A polyimide film strip with the width of 3cm and the length of 40cm is radially fixed on an umbrella stand at the top of a vacuum coating machine, and a thickness control crystal oscillator is arranged in the center of the umbrella stand. The left side and the right side of the bottom of the film plating machine are respectively provided with a Ge coating material and a ZnS coating material, wherein the Ge coating material is arranged in a crucible and heated by an electron gun, and the ZnS coating material is arranged in a molybdenum boat and heated by a resistor. The middle of the lower part is provided with an ion source, the opening of the ion source faces to the top tooling umbrella stand, and the whole structure is shown in figure 1. The coating machine is characterized in that a coating tool umbrella stand is arranged in a coating machine box body, a heating wire is arranged on the upper portion of the coating tool umbrella stand, an ion source is arranged in the coating tool umbrella stand and below a crystal oscillator and the coating tool umbrella stand, a coating material is arranged on the side face of the ion source, and a baffle is arranged above the coating material.

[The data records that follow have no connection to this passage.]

PR #1327, opened 2019-06-17
Rhys RPS challenge

rhysco8:


app.rb
```diff
@@ -0,0 +1,35 @@
...
+class RpsApp < Sinatra::Base
+
+  enable :sessions
+
+  get '/' do
+    erb :index
+  end
+
+  post '/name' do
+    $player = Player.new(params[:player_name])
```
aniasobo: obligatory "tut tut, global variables"

app.rb
```diff
@@ -0,0 +1,35 @@
...
+    @player_name = $player.name
+    @player_move = $player.move
+    @computer_move = $computer.move
+    @outcome = Game.new.outcome(@player_move, @computer_move)
+    erb :play
+  end
+
+  post '/move' do
+    $player.choose(params[:move])
+    computer_move = ["Rock", "Paper", "Scissors"].sample
```
aniasobo: not sure if your logic works, but keeping the moves/weapons in a constant is the preferred solution

aniasobo: ah ok, it's actually bad practice to store the moves in the controller. refactor to store them in a constant in the appropriate class?

PR #1328, opened 2019-06-17
RPS challenge - User vs Computer

Danielandro:
Not attractive, but it does work and test coverage is good


lib/game.rb
```diff
@@ -0,0 +1,25 @@
...
+  end
+
+  private
+
+  def draw?
+    @player.weapon == @computer.weapon
+  end
+
+  def player_wins?
+    @player.weapon == "Rock" && @computer.weapon == "Scissors" ||
```
monikakaczan: Really nice and clean solution for conditionals!

spec/features/name_spec.rb
```diff
@@ -0,0 +1,6 @@
+feature "Enter player's name" do
+  scenario "Player registers name before playing game" do
+    register_name_and_play
```
monikakaczan: good usage of a method in order to not repeat yourself

spec/units/game_spec.rb
```diff
@@ -0,0 +1,27 @@
+require 'game'
+
+describe Game do
+  subject(:game) { Game.new(player, computer) }
+  let(:player) { double :player }
+  let(:computer) { double :computer }
+
```
monikakaczan: A big plus for using doubles!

The film layer structure is as in table 1.

The film coating temperature is 170 ℃, and the vacuum degree is pumped to 8E10^-4After Pa, the ion source is started, the power is 400W, and the bombardment time is 8 minutes. After the bombardment is finished, the electron gun is started to heat the Ge material, and the baffle is opened to start film coating. And when the crystal oscillator detects that the thickness reaches a set value, closing the electron gun and closing the baffle. And electrifying the molybdenum boat to heat the ZnS material, and opening the baffle to start coating. The above process is repeated in sequence until the 16 layers of film are completely plated.

The reflectivity is measured to calculate the emissivity, and the average emissivity in the 8-14 μm wave band is less than 2%, as shown in fig. 2.

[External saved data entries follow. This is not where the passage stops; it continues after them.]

PR #1329, opened 2019-06-17
Work very much in progress

aniasobo:


lib/rps-controller.rb
```diff
@@ -0,0 +1,12 @@
+require 'sinatra/base'
```
rhysco8: Why did you choose to have the controller and views in the lib folder?

config.ru
```diff
@@ -0,0 +1,2 @@
+require_relative 'lib/rps-controller.rb'
+run Rps
```
rhysco8: Could run rubocop to pick up small linting issue

lib/rps-controller.rb
```diff
@@ -0,0 +1,22 @@
...
+    redirect '/game'
+  end
+
+  get '/game' do
+    @playername = session[:playername]
+    erb :game
+  end
+
+  run! if app_file == $0
+end
```
rhysco8: Could run rubocop to pick up small linting issue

The coated polyimide film and the uncoated polyimide film were attached to hot plates at 100 ℃ as shown in FIG. 3. The temperature was measured with an infrared thermometer, and the data obtained at room temperature and 23 ℃ are shown in Table 2:

table 2: measurement shielding effect of flexible film on infrared thermometer

The polyimide film after coating can shield the actual temperature of 98.3 ℃ to 33.8 ℃, and the temperature difference between the polyimide film and room temperature of 23 ℃ is greatly reduced, so that the infrared stealth effect is realized.

Example 2

This example produced a large area rectangular infrared stealth flexible film.

A polyimide film with the width of 40cm and the length of 60cm is unfolded and is attached to an umbrella stand at the top of a vacuum coating machine, and the central crystal oscillator is not required to be shielded. The left and the right sides of the bottom of the film plating machine are respectively provided with a Ge coating material and a ZnSe coating material, wherein the Ge is arranged in a crucible and is heated by an electron gun, and the ZnSe adopts a cake-shaped material and is also arranged in the crucible and is heated by the electron gun. The middle of the lower part is provided with an ion source, and the opening faces to the top tooling umbrella stand.

The film layer structure is as in table 3.

Table 3: ultra-low emissivity film structure 2

The coating temperature is 200 ℃, and the vacuum degree is pumped to 1E10^-3After Pa, the ion source was turned on at 600W for 4 minutes of bombardment time. After the bombardment is finished, the electron gun is started to heat the Ge material, and the baffle is opened to start film coating. And when the crystal oscillator detects that the thickness reaches a set value, closing the electron gun and closing the baffle. And opening the electron gun on the other side to heat the ZnSe material, and opening the baffle to start coating. The above processes are repeated in sequence until the film is completely plated.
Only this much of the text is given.